### Description of the task
In the entries below, find each line bearing the string "during" and copy it.

★ ★ ★ ★ ★

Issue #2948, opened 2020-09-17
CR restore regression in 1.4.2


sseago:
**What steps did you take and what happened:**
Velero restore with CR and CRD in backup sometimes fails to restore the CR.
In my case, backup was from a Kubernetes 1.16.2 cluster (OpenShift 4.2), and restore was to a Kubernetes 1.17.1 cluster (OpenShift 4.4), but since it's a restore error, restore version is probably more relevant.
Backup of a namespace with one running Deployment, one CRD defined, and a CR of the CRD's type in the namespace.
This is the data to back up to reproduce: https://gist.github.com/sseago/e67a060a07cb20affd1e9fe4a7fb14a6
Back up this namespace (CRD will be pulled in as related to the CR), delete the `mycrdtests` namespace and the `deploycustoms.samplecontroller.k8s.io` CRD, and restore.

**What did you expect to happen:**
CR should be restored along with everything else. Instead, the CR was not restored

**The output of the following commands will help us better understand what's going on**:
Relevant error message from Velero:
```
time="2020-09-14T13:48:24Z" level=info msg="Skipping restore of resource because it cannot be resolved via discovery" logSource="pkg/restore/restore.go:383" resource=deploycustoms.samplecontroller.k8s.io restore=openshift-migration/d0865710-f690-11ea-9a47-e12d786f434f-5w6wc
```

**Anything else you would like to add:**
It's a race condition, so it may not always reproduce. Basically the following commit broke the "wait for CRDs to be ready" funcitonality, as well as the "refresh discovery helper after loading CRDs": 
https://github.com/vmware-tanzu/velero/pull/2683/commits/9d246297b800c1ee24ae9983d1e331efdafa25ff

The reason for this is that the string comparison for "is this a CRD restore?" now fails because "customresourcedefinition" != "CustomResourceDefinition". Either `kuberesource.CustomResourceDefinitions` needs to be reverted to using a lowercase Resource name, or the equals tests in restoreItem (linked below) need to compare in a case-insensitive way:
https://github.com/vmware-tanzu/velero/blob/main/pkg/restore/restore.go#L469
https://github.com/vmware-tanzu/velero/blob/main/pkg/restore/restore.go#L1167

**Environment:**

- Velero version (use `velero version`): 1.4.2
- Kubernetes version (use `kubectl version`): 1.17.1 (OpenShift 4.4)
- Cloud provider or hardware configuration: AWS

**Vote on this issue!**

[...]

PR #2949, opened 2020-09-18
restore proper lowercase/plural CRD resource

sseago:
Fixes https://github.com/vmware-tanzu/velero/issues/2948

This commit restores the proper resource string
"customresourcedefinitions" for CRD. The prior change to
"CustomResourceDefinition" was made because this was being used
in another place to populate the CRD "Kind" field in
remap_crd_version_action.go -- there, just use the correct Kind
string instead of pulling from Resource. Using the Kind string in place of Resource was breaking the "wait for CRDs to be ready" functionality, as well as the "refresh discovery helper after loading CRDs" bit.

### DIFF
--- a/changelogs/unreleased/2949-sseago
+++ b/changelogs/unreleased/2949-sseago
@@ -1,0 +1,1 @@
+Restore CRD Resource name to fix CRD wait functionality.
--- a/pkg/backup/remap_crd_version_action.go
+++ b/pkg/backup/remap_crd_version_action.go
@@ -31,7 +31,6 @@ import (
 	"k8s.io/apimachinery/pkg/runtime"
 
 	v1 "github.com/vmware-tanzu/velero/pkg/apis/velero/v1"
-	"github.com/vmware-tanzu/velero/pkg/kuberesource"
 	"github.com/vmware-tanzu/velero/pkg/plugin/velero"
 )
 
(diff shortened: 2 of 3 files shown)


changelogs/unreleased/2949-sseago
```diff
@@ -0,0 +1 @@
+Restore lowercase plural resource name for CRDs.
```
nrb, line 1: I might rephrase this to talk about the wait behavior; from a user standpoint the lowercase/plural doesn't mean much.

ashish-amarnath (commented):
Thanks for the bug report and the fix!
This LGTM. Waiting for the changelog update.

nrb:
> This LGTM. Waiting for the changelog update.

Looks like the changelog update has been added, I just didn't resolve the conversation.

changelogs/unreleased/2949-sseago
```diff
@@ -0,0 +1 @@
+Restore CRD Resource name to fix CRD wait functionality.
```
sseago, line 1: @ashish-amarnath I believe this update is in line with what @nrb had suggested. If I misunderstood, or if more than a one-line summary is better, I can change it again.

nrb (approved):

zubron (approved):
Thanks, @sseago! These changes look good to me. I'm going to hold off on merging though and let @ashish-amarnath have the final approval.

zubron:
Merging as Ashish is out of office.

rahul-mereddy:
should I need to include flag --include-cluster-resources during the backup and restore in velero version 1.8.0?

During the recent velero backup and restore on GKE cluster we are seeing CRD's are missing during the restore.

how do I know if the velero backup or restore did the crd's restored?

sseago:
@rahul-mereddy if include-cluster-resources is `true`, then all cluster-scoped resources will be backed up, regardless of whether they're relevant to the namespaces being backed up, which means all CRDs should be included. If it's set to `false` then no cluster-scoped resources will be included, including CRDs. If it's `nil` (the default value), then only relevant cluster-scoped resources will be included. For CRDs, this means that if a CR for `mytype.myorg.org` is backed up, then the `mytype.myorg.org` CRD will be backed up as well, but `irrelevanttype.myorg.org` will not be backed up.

★ ★ ★ ★ ★

### Output
should I need to include flag --include-cluster-resources during the backup and restore in velero version 1.8.0?
During the recent velero backup and restore on GKE cluster we are seeing CRD's are missing during the restore.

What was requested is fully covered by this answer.